The artists are exploring ways of revitalizing their culture.  They are looking at the rich heritage of folk art and oral in Manipur for inspiration.   The brief was to choose a folktale and then to set about adapting it for a short animation film.  The chosen tale is a series of anecdotes about the mysterious “Tapta”, well remembered from childhood by people in Manipur.   The visualization process is now taking place and a storyboard that shows the sequences of the film has been drawn.  Characters and background designs are drawn in ink, incorporating patterns identified in the ancient illustrated manuscripts of Manipur.   The team is organising itself for the various tasks that go into animation production.   With only one more week to go for the workshop, the aim is to make an animatic (filmed storyboard) and to complete a test sequence of animation. 
The chosen technique for the sequence uses handmade 2 dimensional cut out puppets for the characters that will be manipulated with software in multiple layers.   

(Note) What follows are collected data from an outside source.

PR #281, opened 2016-05-25
KUZ-560 Add swagger support

j33f:
Add 2 routes to /api
- /api/swagger.json
- /api/swagger.yml

Both routes send swagger files from the routes definitions with minimal informations.
Should be completed with valid and real routes informations in the future.

Both routes get the data from files generated bu the CLI command ```kuzzle swagger``` which generates 2 files at the Kuzzle project root : kuzzle-swagger.json and kuzzle-swagger.yml

The ```kuzzle swagger``` CLI command generates basic swagger sheme for routes which have been poorly described, and uses the given description for routes which have one. 

A route is is described properly in /lib/config/httpRoutes.js file.


AnthonySendra:
Still don't understand why this file is in Kuzzle?
We have a specific repo for the documentation why do we want to put this file in Kuzzle application?

j33f:
in fact it could be everywhere... is everybody ok to put it in the documentation repo ?

swagger.yaml
```diff
@@ -0,0 +1,2651 @@
...
+  /_login:
+    post:
+      description: 'Controller: auth. Action: login.'
+      produces:
+        - application/json
+      responses:
+        '200':
+          description: ''
+          schema: {}
+  '/_login/:strategy':
```
ballinette: missing also "get" method for route '/_login/:strategy' => auth/login

swagger.yaml
```diff
@@ -0,0 +1,2651 @@
...
+  /profiles/_search:
+    post:
+      description: 'Controller: security. Action: searchProfiles.'
+      produces:
+        - application/json
+      responses:
+        '200':
+          description: ''
+          schema: {}
+  '/roles/:id':
```
ballinette: missing also methods for route '/roles/:id':
*  "get" => security/getRole
* "post" => security/updateRole
* "delete" => security/deleteRole

swagger.yaml
```diff
@@ -0,0 +1,2651 @@
...
+  /ms/_zunionstore:
+    post:
+      description: 'Controller: ms. Action: zunionstore.'
+      produces:
+        - application/json
+      responses:
+        '200':
+          description: ''
+          schema: {}
+  '/profiles/:id':
```
ballinette: missing also methods for route '/profiles/:id':
*  "get" => security/getProfile
* "post" => security/updateProfile
* "delete" => security/deleteProfile

swagger.yaml
```diff
@@ -0,0 +1,2651 @@
...
+  /roles/_search:
+    post:
+      description: 'Controller: security. Action: searchRoles.'
+      produces:
+        - application/json
+      responses:
+        '200':
+          description: ''
+          schema: {}
+  '/users/:id':
```
ballinette: missing also methods for route '/users/:id':
* "get" => security/getUser
* "post" => security/updateUser
* "delete" => security/deleteUser

swagger.yaml
```diff
@@ -0,0 +1,2651 @@
...
+          name: collection
+          required: 'true'
+          type: string
+      produces:
+        - application/json
+      responses:
+        '200':
+          description: ''
+          schema: {}
+  '/:index/:collection/_mapping':
```
ballinette: missing also "get" method for route '/:index/:collection/_mapping' => admin/getMapping

swagger.yaml
```diff
@@ -0,0 +1,2651 @@
...
+          name: collection
+          required: 'true'
+          type: string
+      produces:
+        - application/json
+      responses:
+        '200':
+          description: ''
+          schema: {}
+  '/:index/_autoRefresh':
```
ballinette: missing also "get" method for route '/:index/_autoRefresh' => admin/getAutorefresh

swagger.yaml
```diff
@@ -0,0 +1,2651 @@
...
+          name: collection
+          required: 'true'
+          type: string
+      produces:
+        - application/json
+      responses:
+        '200':
+          description: ''
+          schema: {}
+  '/:index/:collection/:id':
```
ballinette: missing also methods for route '/:index/:collection/:id':
*  "get" => read/get
* "delete" => write/delete
* "delete" => security/deleteRole

swagger.yaml
```diff
@@ -0,0 +1,2651 @@
...
+          name: index
+          required: 'true'
+          type: string
+      produces:
+        - application/json
+      responses:
+        '200':
+          description: ''
+          schema: {}
+  '/:index/:collection':
```
ballinette: missing also "post" method for route '/:index/:collection' => write/publish

ballinette:
I don't care that we put it in the documentation repo or the core repo, both are OK for me.

anyway, +1 for me as long as the missing routes are added (maybe a bug with your script who generates the file, which does not merge correctly while the same URL is used for multiple HTTP methods ?)

benoitvidis:
@AnthonySendra: It actually makes sense to me this file definition is included inside Kuzzle as it is tightly tied to the REST router implementation.
Further, I  would even expose an http route that would serve the swagger.json file so that the clients can directly consume it from Kuzzle.

j33f:
good suggestion about the route @benoitvidis !

j33f:
don't know if it's *that* a good idea to create routes for this ?

lib/api/controllers/remoteActions/swagger.js
```diff
@@ -0,0 +1,137 @@
...
+
+generateSwagger = (routes, apiVersion) => {
+  var swagger;
+
+  swagger = {
+    basePath: '/api',
+    consumes: [
+      'application/json'
+    ],
+    host: 'sandbox.kuzzle.io:7511',
```
jenow: Why sandbox ?

j33f: why not ? :) the goal of this url is to allow people to test the routes, so a sandbox looks a good idea to me

benoitvidis:
+1

lib/api/controllers/remoteActions/swagger.js
```diff
@@ -0,0 +1,145 @@
...
+      reg = /:([^\/]*)/g, 
+      m;
+
+    if (swagger.paths[route.url] === undefined) {
+      swagger.paths[route.url] = {};
+    }
+
+    if (swagger.paths[route.url][route.verb] === undefined) {
+      if (route.infos !== undefined) {
+        route.infos.description += '\nController: ' + route.controller + '. Action: ' + route.action + '.';
```
ballinette: if route.infos is defined, but route.infos.description is not the result of this will be:
```
undefined
Controller: foo Action: bar
```

we should add, just before this line:
```
if (route.infos.description === undefined) {
  route.infos.description = '';
}
```

Or guess that the "description" attribute is mandatory ? but how to check this ?

lib/api/controllers/remoteActions/swagger.js
```diff
@@ -0,0 +1,145 @@
...
+                status: 'integer'
+              }
+            }
+          },
+          parameters: []
+        };
+      }
+
+      while ((m = reg.exec(route.url)) !== null) {
+        if (m.index === reg.lastIndex) {
```
ballinette: Why is it necessary ?
If I understand the regexp specifications well:
* m.index will be the index of the first character of the matched pattern
* reg.lastIndex will be the index just after the last character of the patched pattern.
To technically, we always have reg.lastIndex > m.index.

Is there a case when it not works as expected ?

lib/api/controllers/remoteActions/swagger.js
```diff
@@ -0,0 +1,145 @@
...
+
+  routes.push({verb: 'get', url: '/_serverInfo', controller: 'read', action: 'serverInfo'});
+
+  kuzzle.pluginsManager.routes.forEach(_route => {
+    var route = _.assign({}, _route);
+    route.url = '/' + kuzzle.config.apiVersion + '/_plugin' + route.url;
+    routes.push(route);
+  });
+
+  if (this.kuzzle.isServer) {
```
ballinette: Maybe we should move the condition in top of the method ?
Something like:
```
module.exports = function GenerateSwaggerFiles (kuzzle) {
  var routes = [];

  if (! this.kuzzle.isServer) {
    return q({isWorker: true});
  }

  this.kuzzle = kuzzle;

// and the rest of the code....

}
```

lib/api/controllers/remoteActions/swagger.js
j33f: in the swager format, it is mandatory. I do prefer to inform people that they have to do things right, instead of putting unnecessary (imho) tests, to test if things have been done the right way...

lib/api/controllers/remoteActions/swagger.js
j33f: good one, yep, you are right

lib/api/controllers/remoteActions/swagger.js
j33f: because it is the way it works : lastIndex can be seen as "the last captured ocurence" or "last captured match" when using the /g (greedy) flag.

ballinette: It's not what I understand from the JS reference: https://developer.mozilla.org/en-US/docs/Web/JavaScript/Reference/Global_Objects/RegExp/lastIndex

> lastIndex is set to **the next position following** the most recent match.

j33f: from: https://developer.mozilla.org/fr/docs/Web/JavaScript/Reference/Objets_globaux/RegExp/exec
> re 	lastIndex	The index at which to start the next match. When "g" is absent, this will remain as 0.

ballinette: yes "at wich to start the next match", that means "after the current match"
Example:
```
> var re = /\d\d/g;
> console.log(re.exec('1234567890'));
[ '12', index: 0, input: '1234567890' ]
> console.log(re.lastIndex);
2
> console.log(re.exec('1234567890'));
[ '34', index: 2, input: '1234567890' ]
> console.log(re.lastIndex);
4
> console.log(re.exec('1234567890'));
[ '56', index: 4, input: '1234567890' ]
```

lib/api/controllers/remoteActions/swagger.js
```diff
@@ -82,9 +82,7 @@ generateSwagger = (routes, apiVersion) => {
       }
 
       while ((m = reg.exec(route.url)) !== null) {
-        if (m.index === reg.lastIndex) {
-          reg.lastIndex++;
-        }
+        reg.lastIndex++;
```
ballinette: again, no need to increment reg.lastIndex here, the cursor is already placed at the good index to continue the searh.

lib/api/controllers/remoteActions/swagger.js
ballinette: mhh, I could agree with your approach if we piped directly the route.infos to swagger without altering it (in that case, swagger would claim the missing attributes).

But here, we alter the routes.infos.description attribute, adding controller and action.
Then, if the user do not give this attribute, he won't have an explicit error, but just generate a bad description content, and may not be notified about that.

stafyniaksacha:
LGTM

bin/commands/swagger.js
```diff
@@ -0,0 +1,12 @@
+/* eslint-disable no-console */
```
scottinet: This eslint command should be removed

ballinette:
+1

bin/kuzzle
```diff
@@ -77,6 +77,12 @@ program
   .description('Empty all the Kuzzle storage and make it look like a virgin, touched for the very first time')
   .action(require('./commands/reset'));  
 
+// $ kuzzle likeAvirgin
```
scottinet: This comment is unuseful and wrong

lib/api/controllers/remoteActions/swagger.js
```diff
@@ -0,0 +1,148 @@
...
+                state: 'string',
+                status: 'integer'
+              }
+            }
+          },
+          parameters: []
+        };
+      }
+
+      while ((m = reg.exec(route.url)) !== null) {
```
scottinet: I have a hard time figuring out what you're filtering using this regular expression.
Could you add a comment with some example to make this a bit clearer?

lib/api/controllers/remoteActions/swagger.js
```diff
@@ -0,0 +1,148 @@
...
+        reg.lastIndex++;
+        swagger.paths[route.url][route.verb].parameters.push({
+          description: 'TODO',
```
scottinet: Why a "TODO" description?

lib/api/controllers/remoteActions/swagger.js
```diff
@@ -0,0 +1,148 @@
...
+  });
+
+  return q(swagger);
+};
+
+writeFiles = swagger => {
+  var baseDir = path.join(__dirname, '..', '..', '..', '..');
+
+  try {
+    fs.writeFileSync(path.join(baseDir, 'kuzzle-swagger.json'), stringify(swagger));
```
scottinet: Nitpicking: is there a need for the JSON output to be sorted? If not, could this be replaced with a basic `JSON.stringify` to lower the number of dependancies?

lib/api/controllers/remoteActions/swagger.js
```diff
@@ -0,0 +1,148 @@
...
+  }
+  catch (e) {
+    q.reject(new InternalError('Unable to write the kuzzle-swagger.json file'));
```
scottinet: This rejected promise must be returned. Otherwise, you're only creating an unused promise, and the final result will be `return q(swagger)` even if this fails.

lib/api/controllers/remoteActions/swagger.js
```diff
@@ -0,0 +1,148 @@
...
+  }
+  try {
+    fs.writeFileSync(path.join(baseDir, 'kuzzle-swagger.yml'), jsonToYaml.stringify(swagger));
+  }
+  catch (e) {
+    q.reject(new InternalError('Unable to write the kuzzle-swagger.yml file'));
```
scottinet: This rejected promise must be returned. Otherwise, you're only creating an unused promise, and the final result will be `return q(swagger)` even if this fails.

lib/api/controllers/routerController.js
```diff
@@ -418,15 +215,44 @@ module.exports = function RouterController (kuzzle) {
...
       response.end(stringify({status: 200, error: null, result: {message: 'Available routes for this API version by verb.', routes: _routes}}));
     });
 
+    apiBase.get('/swagger.json', (request, response) => {
+      var content;
+      try {
+        content = fs.readFileSync(__dirname + '/../../../kuzzle-swagger.json');
+      }
+      catch (e) {
+        content = stringify({error: 'The swagger file has not been generated. Use the `kuzzle swagger` CLI command to generate it.', status: 500});
```
scottinet: I'm not fond of this solution, because this means that an administrator **must** execute this CLI command for the Swagger route to work.

Since the CLI is using remote actions anyway, wouldn't be a better approach to write the swagger generation code in a core module, returning a promise resolving to a JSON object?
This way, the CLi would still allow generating JSON and YAML files, using this piece of code to generate the swagger object, and this HTTP route would simply call it and return the result.

What do you think?

lib/api/controllers/routerController.js
```diff
@@ -418,15 +215,44 @@ module.exports = function RouterController (kuzzle) {
...
       response.setHeader('Access-Control-Allow-Origin', '*');
       response.setHeader('Access-Control-Allow-Headers', 'X-Requested-With');
       response.writeHead(200, {'Content-Type': 'application/json'});
       response.end(stringify({status: 200, error: null, result: {message: 'Available routes for this API version by verb.', routes: _routes}}));
     });
 
+    apiBase.get('/swagger.json', (request, response) => {
+      var content;
+      try {
+        content = fs.readFileSync(__dirname + '/../../../kuzzle-swagger.json');
```
scottinet: Exposing a `sync` FS operation to a HTTP API route is literally asking for problems: anyone executing this route will **freeze** NodeJS' callstack and Kuzzle during the time the file is read.

This PR can't go live until this has been replaced with an async fie read.

scottinet:
Sorry but I must give a -1 to this one, at least until my comment about the "readFileSync" is treated

lib/api/controllers/routerController.js
```diff
@@ -418,15 +215,44 @@ module.exports = function RouterController (kuzzle) {
...
+      response.setHeader('Access-Control-Allow-Origin', '*');
+      response.setHeader('Access-Control-Allow-Headers', 'X-Requested-With');
+      response.writeHead(200, {'Content-Type': 'application/json'});
+      response.end(content);
+    });
+
+    apiBase.get('/swagger.yml', (request, response) => {
+      var content;
+      try {
+        content = fs.readFileSync(__dirname + '/../../../kuzzle-swagger.yml');
```
scottinet: :warning: same here, please replace this with an async version

lib/api/controllers/routerController.js
ballinette: I agree with this suggestion.

test/api/controllers/remoteActionsController/swagger.test.js
```diff
@@ -0,0 +1,113 @@
...
+
+    swagger(kuzzle)
+      .then((response) => {
+        should(fs.writeFileSync.called).be.false();
+        should(response.isWorker).be.true();
+      });
+  });
+
+  it ('should generate default swagger infos for poorly described routes', () => {
+    sandbox.stub(fs, 'writeFileSync', () => {
```
scottinet: You can simply write: `sandbox.stub(fs, 'writeFileSync').returns(true)` :smile:

test/api/controllers/remoteActionsController/swagger.test.js
```diff
@@ -0,0 +1,113 @@
...
+        should(result.paths['/1.0/_plugin/myplugin/bar/:name']).be.an.Object();
+      });
+  });
+
+  it ('should fail if something goes wrong with the swagger files writing', () => {
+    sandbox.stub(fs, 'writeFileSync', () => {
+      throw 'error';
+    });
+
+    should(swagger(kuzzle)).be.rejectedWith(InternalError);
```
scottinet: This test doesn't work (meaning it always succeeds no matter what): should require promises to be returned for `fulfilled...` and `rejected...` to work.

This should be replaced with:
`return should(swagger(kuzzle)).be.rejectedWith(InternalError);`

test/api/controllers/remoteActionsController/swagger.test.js
```diff
@@ -0,0 +1,113 @@
...
+    sandbox.stub(fs, 'writeFileSync', () => {
+      return true;
+    });
+
+    sandbox.stub(kuzzle.pluginsManager, 'routes', [
+      {verb: 'post', url: '/myplugin/bar', controller: 'myplugin/foo', action: 'bar'},
+      {verb: 'get', url: '/myplugin/bar/:name', controller: 'myplugin/foo', action: 'bar'}
+    ]);
+
+    swagger(kuzzle)
```
scottinet: When testing promises with should, you either need a `done` callback or, better yet, to return that promise, ensuring that `should` will wait for it to be fulfilled/rejected before marking the test as a success/failure

test/api/controllers/remoteActionsController/swagger.test.js
```diff
@@ -0,0 +1,113 @@
...
+
+  it ('should do nothing if Kuzzle is a worker', () => {
+    sandbox.stub(fs, 'writeFileSync', () => {
+      return true;
+    });
+
+    sandbox.stub(kuzzle, 'isServer', false);
+    sandbox.stub(kuzzle, 'isWorker', true);
+
+    swagger(kuzzle)
```
scottinet: same here, the promise must be returned

test/api/controllers/remoteActionsController/swagger.test.js
```diff
@@ -0,0 +1,113 @@
...
+        should(response.isWorker).be.true();
+      });
+  });
+
+  it ('should generate default swagger infos for poorly described routes', () => {
+    sandbox.stub(fs, 'writeFileSync', () => {
+      return true;
+    });
+
+    swagger(kuzzle)
```
scottinet: same here, the promise must be returned

test/api/controllers/remoteActionsController/swagger.test.js
```diff
@@ -0,0 +1,113 @@
...
+        should(response.paths['/' + kuzzle.config.apiVersion + '/basic'].description).be.eql('Controller: basic. Action: basic.');
+      });
+  });
+
+  it ('should the swagger infos described for routes which have them', () => {
+    sandbox.stub(fs, 'writeFileSync', () => {
+      return true;
+    });
+
+    swagger(kuzzle)
```
scottinet: same here, the promise must be returned

lib/api/controllers/remoteActions/swagger.js
j33f: absolutely not and yes JSON.stringify is ok

test/api/controllers/routerController/initRouterHttp.test.js
```diff
@@ -29,11 +30,22 @@ function parseHttpResponse(response) {
...
 
-    try {
-      result = JSON.parse(data);
-    }
-    catch (e) {
-      deferred.reject(e);
+    if (yaml === true) {
+      yamlToJson(data, (err, res) => {
+        if (err) {
+          deferred.reject(err);
```
scottinet: since the execution flow isn't stopped, the deferred promise will eventually be resolved instead
you should directly returns this with `return deferred.reject(err);`

test/api/controllers/routerController/initRouterHttp.test.js
```diff
@@ -29,11 +30,22 @@ function parseHttpResponse(response) {
...
+
+        result = res;
+      });
+    } 
+    else {
+      try {
+        result = JSON.parse(data);
+      }
+      catch (e) {
+        deferred.reject(e);
```
scottinet: since the execution flow isn't stopped, the deferred promise will eventually be resolved instead
you should directly returns this with `return deferred.reject(err);`

lib/api/controllers/remoteActions/swagger.js
j33f: because the description must exists, and TODO is here to say that we will complete the description, one day

lib/api/controllers/remoteActions/swagger.js
j33f: yep I'll do

lib/api/controllers/remoteActions/swagger.js
j33f: :+1:

lib/api/controllers/remoteActions/swagger.js
scottinet: Thanks!

Tell me when it's done so I can review this code part (still can't figure out what it really does :smile: )

lib/api/controllers/routerController.js
j33f: well, the goal here, was to respond to those: 
- should the swagger file include routes declared by plugins ? (we ( @benoitvidis and I) answered yes)
- should the swagger file be generated on demand (via http get) ? (we answered no)
- should the swagger files be distributed with Kuzzle ? (we answered no again)

The idea behind the CLI way of generating the swagger files was to allow anyone to generate a  file reflecting its very own Kuzzle environment (with plugins path) and to generate it when it is useful.

Since not anyone will use those swagger files at the moment, and since it is really useful to generate them when an administrator (de)activates plugins, this way looked a good way to do this.

Another option may be to add a specific route for admins only in order to generate the swagger files (from the BO for instance).

lib/api/controllers/routerController.js
j33f: yep my fault... please don't hurt me

test/api/controllers/remoteActionsController/swagger.test.js
j33f: fixed

test/api/controllers/remoteActionsController/swagger.test.js
j33f: fixed

j33f:
referring to [this comment](https://github.com/kuzzleio/kuzzle/pull/281#discussion_r66093167)

Another option could be to generate the swagger files during the Kuzzle start process

What do you think about it ? @scottinet ?

lib/api/controllers/routerController.js
scottinet: The solution I propose wouldn't generate swagger files. What I propose is to generate *swagger documentation* dynamically and, if called by the CLI, to store this documentation into files. This would answer to the points you stated.

The problem I see with your solution is a practical one: like you said, swagger routes should be used scarcely. But when it's needed, the probability that the files haven't been generated, or that they are outdated, is very high. 
And, of course, there is the problem of having an enabled HTTP route basically answering that an administrator action is needed first. That's not very practical either.

Here is an example: let's assume that you install Kuzzle and generate those files. Then you run it for a long time, patch it several times and also install a bunch of controller plugins, without ever generating the swagger files. When you suddenly need the documentation using HTTP, you get a dangerously outdated one. And you don't even know it.

One last matter: I didn't see where you inject controller plugins swagger documentation in the files. Can you point me to it?

scottinet:
Well, I'm not fond of performing potentially useless tasks too. I mean, generating these files if they aren't needed will only slower Kuzzle start sequence for nothing.

Moreover, when we'll make plugin installation and configuration dynamic, the swagger documentation won't be updated until restart. And if you're installing a controller plugin, you may want to check the swagger documentation right away to check if it has succeeded, leading you to think that the plugin install failed, when actually everything went fine.

lib/api/controllers/routerController.js
```diff
@@ -226,31 +226,33 @@ module.exports = function RouterController (kuzzle) {
...
-      }
       response.setHeader('Access-Control-Allow-Origin', '*');
       response.setHeader('Access-Control-Allow-Headers', 'X-Requested-With');
-      response.writeHead(200, {'Content-Type': 'application/json'});
-      response.end(content);
+
+      fs.readFile(__dirname + '/../../../kuzzle-swagger.json', (err, data) => {
+        if (err) {
+          response.writeHead(500, {'Content-Type': 'application/json'});
+          reponse.end(JSON.stringify({error: 'The swagger file has not been generated. Use the `kuzzle swagger` CLI command to generate it.', status: 500}))
```
scottinet: you need to return from the function after sending the error response, otherwise you'll send the data one too (with undefined data might I add)

lib/api/controllers/routerController.js
```diff
@@ -226,31 +226,33 @@ module.exports = function RouterController (kuzzle) {
...
-      }
       response.setHeader('Access-Control-Allow-Origin', '*');
       response.setHeader('Access-Control-Allow-Headers', 'X-Requested-With');
-      response.writeHead(200, {'Content-Type': 'application/yaml'});
-      response.end(content);
+
+      fs.readFile(__dirname + '/../../../kuzzle-swagger.yml', (err, data) => {
+        if (err) {
+          response.writeHead(500, {'Content-Type': 'application/yaml'});
+          reponse.end(JSON.stringify({error: 'The swagger file has not been generated. Use the `kuzzle swagger` CLI command to generate it.', status: 500}))
```
scottinet: you need to return from the function after sending the error response, otherwise you'll send the data one too (with undefined data might I add)

lib/api/controllers/remoteActions/swagger.js
```diff
@@ -44,58 +43,69 @@ generateSwagger = (routes, apiVersion) => {
 
   routes.forEach(route => {
     var 
-      reg = /:([^\/]*)/g, 
+      reg = /:([^\/]*)/g, // since url parameters got the following form "/:parameterName/:otherParameter" this reg captures, all chars following : which are not a / char
+                          // the first and las / are reg delimiters
```
scottinet: nitpicking: well... the first comment line is **very** helpful, but the others are only explaining regular expressions, and can/should be removed

lib/api/controllers/remoteActions/swagger.js
```diff
@@ -0,0 +1,158 @@
...
+      'http'
+    ],
+    swagger: '2.0',    
+    paths: {}
+  };
+
+  routes.forEach(route => {
+    var 
+      reg = /:([^\/]*)/g, // since url parameters got the following form "/:parameterName/:otherParameter" this reg captures, all chars following : which are not a / char
+                          // the first and las / are reg delimiters
```
scottinet: nitpicking: well... the first comment line is **very** helpful, but the other ones are only explaining regular expressions, and can/should be removed

lib/api/controllers/routerController.js
j33f: since the routes are taken directly from the Kuzzle object, the plugins routes are automagically included :)

j33f:
ready for a last +1 @scottinet :)

scottinet:
+:100:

Cultural experts are providing advice to maintain accuracy in the depiction of traditional Manipuri culture in the animation film.  Details of the costumes are debated at length and it has now been accepted that Mother in the story will be wearing a plain single coloured casual phanek (sarong) rather than the popular striped “fancy” Mayek Naibi.   There is no other design, floral or otherwise on the main body of the phanek, but there is a strip or edge. Traditionally the phanek was worn without a blouse, above the breast with the upper body covered with an upper cloth folded across the shoulder.   Khelen Thokchom writes “Phanek, the traditional women’s wear of Manipuri women, has become the new flag of protest in a state where mass movements thrive on the extensive use of symbolism”. (The Telegraph, 2009)   It is also said that according to Meitei tradition, men also do not pass under a rope or a bamboo bar on which a phanek is hung, and that if a woman flings a phanek at a man in public, it is considered to be the most extreme form of humiliation for him.

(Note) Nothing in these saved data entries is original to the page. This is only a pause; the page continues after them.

PR #284, opened 2016-05-26
Kuz 552 Communication between LB and Kuzzle Server

AnthonySendra:
> :warning: Must be merged along with [this LB PR](https://github.com/kuzzleio/kuzzle-load-balancer/pull/4)

**Remove kuzzle/lib/api/core/servers.js**
Because we don't have only "server" where the data can comes from, the initialization has been moved to `kuzzle/lib/api/core/entryPoints`.
This new script will run the HTTP server (because the LB proxyfy all request to this server), the MQ server (will be removed once protocol plugin MQ is ready) and the LB communication. All those 3 communications way are the new entry points for the Kuzzle server.

**Move plugin-protocol-multiplexer to Kuzzle Core**
The old code in the plugin protocol multiplexer is now in Kuzzle core, in `entryPoints/lb.js` for LB communication and in the new file `api/core/cluster/ClusterManager` for the `httpPort` sharing.

**Cluster**
A new file `core/cluster/ClusterManager` was created for manage the cluster: communication between Kuzzle Server and all the logic about Cluster (scalability, data dump, ...) must be in this file (or, at least, in this folder)
 
**Dummy: true**
Fix service initialization when we provide an empty whitelist.
Before, when we provide an empty whitelist, all services was initialized instead of no one. Now, when dummy is true, we don't init any service.
Fix unit test for use mock instead of service.


lib/api/core/entryPoints/lb.js
```diff
@@ -0,0 +1,71 @@
...
+  }
+
+  this.kuzzle.services.list.lbBroker.send('broadcast', data);
+};
+
+function onRequest (data) {
+  var requestObject;
+
+  if (data.request && data.context && data.context.connection && data.context.connection.type) {
+    requestObject = new RequestObject(data.request, {}, data.context.connection.type);
```
benoitvidis: If I am not mistaken, the data body will be lost using this.

    requestObject = new RequestObject(data.request , data.request.data, data.context.connection.type);

lib/api/core/entryPoints/lb.js
```diff
@@ -0,0 +1,71 @@
...
+  this.kuzzle.services.list.lbBroker.send('broadcast', data);
+};
+
+function onRequest (data) {
+  var requestObject;
+
+  if (data.request && data.context && data.context.connection && data.context.connection.type) {
+    requestObject = new RequestObject(data.request, data.request.data, data.context.connection.type);
+
+    this.kuzzle.funnel.execute(requestObject, data.context, (error, responseObject) => {
```
ballinette: why do you call directly funnel.execute() instead of calling routerController.execute() method (cf. https://github.com/kuzzleio/kuzzle/blob/KUZ-552-lb-communication/lib/api/controllers/routerController.js#L78 ) ?

Are the checks implemented in the routerController.execute() method unnecessary ? if so, I guess we should simply remove the routerController.execute() method, as plugin protocols are now moved to LB...

benoitvidis: +1 on removing the routerController.execute method, which is plugin specific.

AnthonySendra: Yep the function`routerController.execute` must be removed but this is not the aim of this PR. We have an issue for removing plugin protocol: KUZ-550

benoitvidis: true.

benoitvidis:
+1

lib/api/core/entryPoints/lb.js
ballinette: OK

ballinette:
+1

j33f:
+1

On Holi in Imphal most women are out and about in their phaneks, and a personal thought is that the Mayek Naibi, the stripy one, will be most remembered from Manipur – and so I am disappointed that the “Mother” must wear a plain phanek to be appropriately dressed inside the home.

The project is also supported by the Government of Manipur, Manipur Films Division and the Adivasi Arts Trust (UK).   The film will be a Manipuri production.